From 1946 to 1955, Mikoyan was deputy chairman, and from 1955 to 1964, first deputy chairman of the Council of Ministers of the USSR. He was minister of foreign trade from 1946 to 1949 and minister of trade from 1953 to 1955. Chairman of the Presidium of the Supreme Soviet of the USSR from 1964 to 1965, he became a member of the Presidium of the Supreme Soviet in December 1965.
Mikoyan was a delegate to the Tenth through Twenty-fourth party Congresses. At the Eleventh Congress (1922) he was elected a candidate member of the Central Committee, and since the Twelfth Congress (1923) he has been a member of the Central Committee. He became a candidate member of the Politburo of the Central Committee of the ACP(B) in 1926 and a member of the Politburo of the Central Committee of the ACP(B) in 1935. From 1952 to 1966 he was a member of the Presidium of the Central Committee of the CPSU. In 1919 he was a candidate member and from 1920 to 1927 a member of the All-Russian Central Executive Committee of the RSFSR, and in 1922 he became a member of the Central Executive Committee of the USSR. He was a deputy to the first through eighth convocations of the Supreme Soviet of the USSR.

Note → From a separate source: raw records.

PR #281, opened 2022-07-18
Closes #279

### LINKED ISSUE #279: Rules methods cleanup: `NextBestTDsamples`

To do:

- [x] Revise documentation
  - [x] Replace `##'` by `#'`
  - [x] Add to `pkgdown.yml`
- [x] Add unit tests
  - [x] For classes:
  - [x] For functions: as usual
- [x] Refactor as needed
  - [x] Remove `keywords` tags
  - [x] For classes:

wwojciech:
Closes #279


R/Rules-methods.R
```diff
@@ -717,6 +717,119 @@ setMethod(
...
+    # closest and below the target_in_trial_est (or target_trial_end_est, respectively).
+    # h_find_interval assumes that elements in doses_eligible are strictly increasing.
+    next_best_level <- h_find_interval(target_in_trial_est, doses_eligible)
+    next_best <- doses_eligible[next_best_level]
+
+    next_best_level1 <- h_find_interval(target_trial_end_est, doses_eligible)
+    next_best1 <- doses_eligible[next_best_level1]
+
+    # 95% credibility interval.
+    CITDEOT <- as.numeric(quantile(target_trial_end_samples, probs = c(0.025, 0.975)))
```
danielinteractive, line 764: please use snake_case instead of all caps for variable names

R/Rules-methods.R
```diff
@@ -717,6 +717,119 @@ setMethod(
...
+    TDEOT_ratio <- CITDEOT[2] / CITDEOT[1]
+
+    # Build plot.
```
danielinteractive, line 767: the function is very long, suggest to consider factoring out plot in separate helper function

danielinteractive (commented):
thx Wojciech, nice work, please see few comments inside

R/Rules-methods.R
wwojciech: Yap, I agree. This was actually my question when started to work on `nextBest` methods - https://github.com/Roche/crmPack/pull/273#issuecomment-1178861547

danielinteractive: Hm I would not do a separate file necessarily, just putting the helper function above the method could work. And better do it incrementally as you hit those long methods instead of doing it all together at once

wwojciech: I see. Tx @danielinteractive. However, we already have `helpers_rules.R` file for this purpose, for example it contains already some helpers like that for `nextBest` methods? 

Also - since this new helper function which creates a plot is to be used only by this particular `nextBest` methods do you think we need to add another set of unit test just for this helper? or it is ok if we test it within `nextBest` as it is already?

danielinteractive: In any case we need to test the plot results, so you can go with the simpler way, either unit test for the plot helper or unit test for the method.

PR #284, opened 2022-07-21
Closes #282

### LINKED ISSUE #282: Rules methods cleanup: `NextBestTD`

To do:

- [ ] Revise documentation
  - [ ] Replace `##'` by `#'`
  - [ ] Add to `pkgdown.yml`
- [ ] Add unit tests
  - [ ] For classes:
  - [ ] For functions: as usual
- [ ] Refactor as needed
  - [ ] Remove `keywords` tags
  - [ ] For classes:

wwojciech:
Closes #282


R/Rules-methods.R
```diff
@@ -790,6 +790,106 @@ setMethod(
...
+    # at level closest and below the target dose estimate.
+    # h_find_interval assumes that elements in doses_eligible are strictly increasing.
+    next_dose_lev_drt <- h_find_interval(dose_target_drt, doses_eligible)
+    next_dose_drt <- doses_eligible[next_dose_lev_drt]
+
+    next_dose_lev_eot <- h_find_interval(dose_target_eot, doses_eligible)
+    next_dose_eot <- doses_eligible[next_dose_lev_eot]
+
+    # Find the variance of the log of the dose_target_eot.
+    M <- matrix(
```
danielinteractive, line 843: Maybe avoid too short variable name (and upper case) here

danielinteractive (approved):

PR #301, opened 2022-08-18
Closes #280

### LINKED ISSUE #280: Remove `Model` class.
Because `Model` will be removed.

wwojciech:
Closes #280


danielinteractive (commented):
thanks Wojciech looks good however maybe then do at the same time the removal of `Model`?

wwojciech:
> thanks Wojciech looks good however maybe then do at the same time the removal of `Model`?

Thank you Daniel!, I think that there are some blocking places (before cleanup), where `the Model` might still be needed. But let me check this, maybe we can do it now for all and remove `Model` completely.

danielinteractive (approved):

Mikoyan has written many works on the Soviet economy and on party history. He has been awarded five Orders of Lenin, the Order of the October Revolution, the Order of the Red Banner, and various medals.
WORKS
Pishchevaia industriia Sovetskogo Soiuza. [Speeches and reports.] Moscow, 1939.Mysli i vospominaniia o Lenine. Moscow, 1970.
Dorogoi bor’by, books 1—. Moscow, 1971—.